I could not find any reference or argument in visreg's documentation for why partial residuals using deviance residuals is a good/better idea. Is visreg's working paper also a way to introduce partial residuals based on deviance residuals instead of working residuals?

Your code is an interesting example, but I am not sure it is entirely convincing, since the point of partial residual plots is not to mainly identify outliers, but to check the scales of the covariates and the need for possible transformations of the covariates.
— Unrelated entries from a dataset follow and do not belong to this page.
PR #227, opened 2026-06-01
Add Codex agent instructions symlink

benthecarman:
Create AGENTS.md as a symlink to CLAUDE.md so Codex can load the repository guidance from the existing agent instructions file.


tnull (approved):
Very annoying that claude won't read it automatically.

PR #228, opened 2026-06-08
Display compressed public keys in info logs

tankyleo:
```
    Display compressed public keys in info logs

    Uncompressed public keys are not very helpful, especially since our
    `list-peers` command displays compressed public keys for node ids.
```


benthecarman (approved):
Good find!

benthecarman:
ci not working but ran everything locally and passed

PR #5098, opened 2018-08-22
Include range in location data

helixbass:
@GeoffreyBooth here's a first PR carved off my `prettier` branch:

We'll need to include `range`s (the raw, `0`-based character indexes in the file) for Babel-style node location data (as expected by eg Prettier). So this PR updates our location data objects to include `range: [<start-index>, <end-index>]`

The "end range" (ie `range[1]`) here is *inclusive*, while the one expected by Babel is *exclusive* (eg here a single-character identifier `x` might have `range: [1, 1]` while Babel would expect `[1, 2]`). I believe I did it this way to be compatible with Jison's ranges. We'll have fixed places where our location data objects get converted to Babel-style location data, so that's where we'll convert inclusive -> exclusive end range

I haven't exposed the ranges on the generated ASTs yet - the next PR will probably extend the generic AST node generation logic and that's where it'll make sense to include that

Since it's not exposed here, it's not the easiest to test - I'd recommend debug-logging the root node object from eg `Block::compileRoot()` and inspecting the dumped node objects' location data, which should include `range`s (corresponding to their `first_line`/`first_column`/`last_line`/`last_column`). There'll actually be a lot of location-data-related stuff in these AST PRs, so will for sure be including related tests as we go


GeoffreyBooth:
Why have two styles of ranges at all? If we weren’t using ranges previously, why not output only the exclusive ranges that Babel and Prettier expect?

src/helpers.coffee
```diff
@@ -107,6 +107,10 @@ buildLocationData = (first, last) ->
     first_column: first.first_column
     last_line: last.last_line
     last_column: last.last_column
+    range: [
+      first.range[0]
+      last.range[1]
```
GeoffreyBooth: Could we just add `+ 1` here to make all the ranges always exclusive?

helixbass: @GeoffreyBooth I think you're right that it makes sense to have ranges always be exclusive, as it's new for us and Babel (and seemingly all other JS ASTs, judging by a quick survey on [astexplorer.net](https://astexplorer.net)) use exclusive ranges

It seems like the single place where we specify a `range[1]` initially for our location data is in `makeLocationData()` (in `lexer.coffee`), so I updated there to use an exclusive end `range`

Then looks like Jison's `ranges` are totally unopinionated about whether ranges are inclusive/exclusive, it just passes through whatever we've set as `range`s on the tokens. And so then here we can just pass through `last.range[1]` which should already be exclusive

PR #5102, opened 2018-08-28
Port to Babel 7

bazineta:
Use the Babel 7 @babel/core transpiler, falling back to the older babel-core version if possible.

### DIFF
--- a/lib/coffeescript/command.js
+++ b/lib/coffeescript/command.js
@@ -619,16 +619,20 @@
         // on us to transpile for them; we assume most users will probably either
         // run CoffeeScript’s output without transpilation (modern Node or evergreen
         // browsers) or use a proper build chain like Gulp or Webpack.
-        require('babel-core');
+        require('@babel/core');
       } catch (error) {
-        // Give appropriate instructions depending on whether `coffee` was run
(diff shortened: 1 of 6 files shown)


rdeforest:
Cakefile needs some love too I think?

```diff
@@ -67,7 +67,11 @@ build = (callback) ->
   buildExceptParser callback

 transpile = (code) ->
-  babel = require 'babel-core'
+  try
+    babel = require '@babel/core'
+  catch
+    babel = require 'babel-core'
+
   presets = []
   # Exclude the `modules` plugin in order to not break the `}(this));`
   # at the end of the `build:browser` code block.
```

GeoffreyBooth:
> Cakefile needs some love too I think?

`Cakefile` is only run by someone who’s checked out the CoffeeScript repo, and therefore will have whatever dependencies and `devDependencies` are defined in CoffeeScript’s `package.json`. We should update CoffeeScript itself to use Babel 7 and `@babel/core`, and then also update `Cakefile` accordingly. We don’t need to support either `babel-core` or `@babel/core` in the `Cakefile`, though, as either one or the other will be specified in `package.json`.

PR #5106, opened 2018-09-13
Fix #4609: support new.target

### LINKED ISSUE #4609: Proposal: Derived class constructors and new.target
There are times when you may need to access static class members before super has been called:

```javascript

/* contrived example */
class Abstract {

    static checkArgs(args) {
        if (0 === args.length) {
            throw new Error('BadArgs')
        }    
    }

    constructor (...args) {
        this.args = args
    }
}

class Concrete extends Abstract {
    constructor(...args) {
        // Cannot access uninitialized variable 'this'
        // this.constructor.checkArgs(args)
        // so use new.target instead
        new.target.checkArgs(args)
        super(...args)
    }
}

class Dense extends Concrete {
    static checkArgs () {
        // no-op
    }
}

try {
    new Concrete()
}
catch (thrown) {
    // 'BadArgs' as expected
}


new Dense() // ok as expected
```

In CoffeeScript2, the Abstract and Dense class implementations are fine

```coffee
class Abstract

    @checkArgs: (args) ->
        if 0 is args.length
            throw new Error("BadArgs")

    constructor: (args...) ->
        this.args = args
```

But none of the following implementations of Concrete are possible as new.target is not available:

```coffee
class Concrete

    constructor: (args...) ->
        ###
        error: unexpected .
                new.target.checkArgs(args)
                   ^
        ###
        new.target.checkArgs(args)
        super(args...)
```

```coffee
class Concrete

    constructor: (args...) ->
        # error: Can't reference 'this' before calling super in derived class constructors
        @constructor.checkArgs(args)
        super(args...)

```

The result is that Concrete must reference itself to access checkArgs, but this prevents subclasses from override the static checkArgs method.
```coffee
class Concrete

    constructor: (args...) ->
        # subclasses can no longer override checkArgs
        Concrete.checkArgs(args)
        super(args...)
```

```coffee
class Dense extends Concrete
    @checkArgs: -> # no -op

new Dense() # throws "BadArgs" via Concretes reference to Concrete.checkArgs
```

If I'm not missing something, this looks like a bit of problem to me. How is it possible to reference the constructor and its properties before super in CS2?

helixbass:
Fixes #4609 

Allow `new.target` inside functions/methods

Throw an error if `new.target` is used outside of a function

Throw an error that mimics eg Babel/`espree` if you try to reference a property other than `target` on `new`

@GeoffreyBooth seemed to make sense to target this PR against `master`? Then I'll add AST support separately

### DIFF
--- a/src/lexer.coffee
+++ b/src/lexer.coffee
@@ -196,6 +196,8 @@ exports.Lexer = class Lexer
          @tokens.length > 1 and @tokens[@tokens.length - 2][0] not in ['.', '?.', '@']
         @error "'#{prev[1]}' cannot be used as a keyword, or as a function call
         without parentheses", prev[2]
+      else if prev[0] is '.' and @tokens.length > 1 and @tokens[@tokens.length - 2][1] is 'new'
+        @tokens[@tokens.length - 2][0] = 'IDENTIFIER'
       else if @tokens.length > 2
         prevprev = @tokens[@tokens.length - 2]
         if prev[0] in ['@', 'THIS'] and prevprev and prevprev.spaced and
--- a/src/lexer.coffee
+++ b/src/lexer.coffee
@@ -196,8 +196,8 @@ exports.Lexer = class Lexer
          @tokens.length > 1 and @tokens[@tokens.length - 2][0] not in ['.', '?.', '@']
         @error "'#{prev[1]}' cannot be used as a keyword, or as a function call
         without parentheses", prev[2]
-      else if prev[0] is '.' and @tokens.length > 1 and @tokens[@tokens.length - 2][1] is 'new'
-        @tokens[@tokens.length - 2][0] = 'IDENTIFIER'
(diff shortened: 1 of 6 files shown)


src/lexer.coffee
```diff
@@ -196,6 +196,8 @@ exports.Lexer = class Lexer
          @tokens.length > 1 and @tokens[@tokens.length - 2][0] not in ['.', '?.', '@']
         @error "'#{prev[1]}' cannot be used as a keyword, or as a function call
         without parentheses", prev[2]
+      else if prev[0] is '.' and @tokens.length > 1 and @tokens[@tokens.length - 2][1] is 'new'
```
GeoffreyBooth: Elsewhere in this section we check for the token tag, not its value. So in other words, `@tokens[@tokens.length - 2][0] is 'NEW'`

helixbass: @GeoffreyBooth looks like that doesn't uniquely identify it though, its `[0]` is not `NEW` but `UNARY`

So added a check for `UNARY` type but kept secondary check for `new` value

GeoffreyBooth: Huh. Okay, I guess that works.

As another example, see the following code, where the true dependence is on log(z) (not z). For detecting that we need to use log(z) instead of z, visreg's plot is certainly much more dramatic. But the plot using the "orthodox" partial residuals (with the overimposed black smooth line) also shows the bending of partial residuals against z. A possible issue with visreg's plot is that, for the wrong model, the plot against x shows a pattern that might be misleading.

n <- 1000
x <- runif(n, -5, 5)
z <- runif(n, 1, 50)
lz <- log(z)
y <- rpois(n, lambda = exp(x +  lz))

(f1 <- glm(y ~ x + z, family=poisson))
(f2 <- glm(y ~ x + lz, family=poisson))
pr1 <- residuals(f1, type = "partial")
pr2 <- residuals(f2, type = "partial")

## Incorrect model
par(mfrow = c(2, 2))
visreg(f1, "x", partial = TRUE)
visreg(f1, "z", partial = TRUE)
scatter.smooth(pr1[, 1] ~ x, col = "blue", cex = 0.2)
abline(lm(pr1[, 1] ~ x), lty = 2, col = "grey")
scatter.smooth(pr1[, 2] ~ z, col = "blue", cex = 0.2)
abline(lm(pr1[, 2] ~ z), lty = 2, col = "grey")

## Correct model
visreg(f2, "x", partial = TRUE)
scatter.smooth(pr2[, 1] ~ x, col = "blue", cex = 0.2)
abline(lm(pr2[, 1] ~ x), lty = 2, col = "grey")
visreg(f2, "lz", partial = TRUE)
scatter.smooth(pr2[, 2] ~ lz, col = "blue", cex = 0.2)
abline(lm(pr2[, 2] ~ lz), lty = 2, col = "grey")

## Can also directly plot partial residuals (using working residuals) as:
library(car)
crPlots(f1)
crPlots(f2)
pbreheny commented 7 years ago

So I agree with you that in f1, the wrong model, the plot against x makes it appear as though something is wrong with the model even though the functional form of x is correctly specified. Two questions/comments, though:

  1. Something is wrong with the model. It's true that you can't fix it by changing the functional form of x, but I don't see that it's necessarily a bad thing that the plot reveals a problem with the model.
  2. Furthermore, the visreg plot suggests something is wrong with the model, but it doesn't indicate that the functional form of x is incorrect, so I don't think it would lead you in the wrong direction.
  3. Even if it were desirable that the plot vs x looks perfect and only the plot vs z looks bad, I don't see how any of the other plots you offer solve this problem. They all look to have problems with x as well. Perhaps I'm missing something?

As I said in a comment on a different issue, I'm currently working on a revision of the manuscript, so I'll see if I can provide any additional comments about deviance residuals, although I'm not sure how much space the journal will let me have on this point.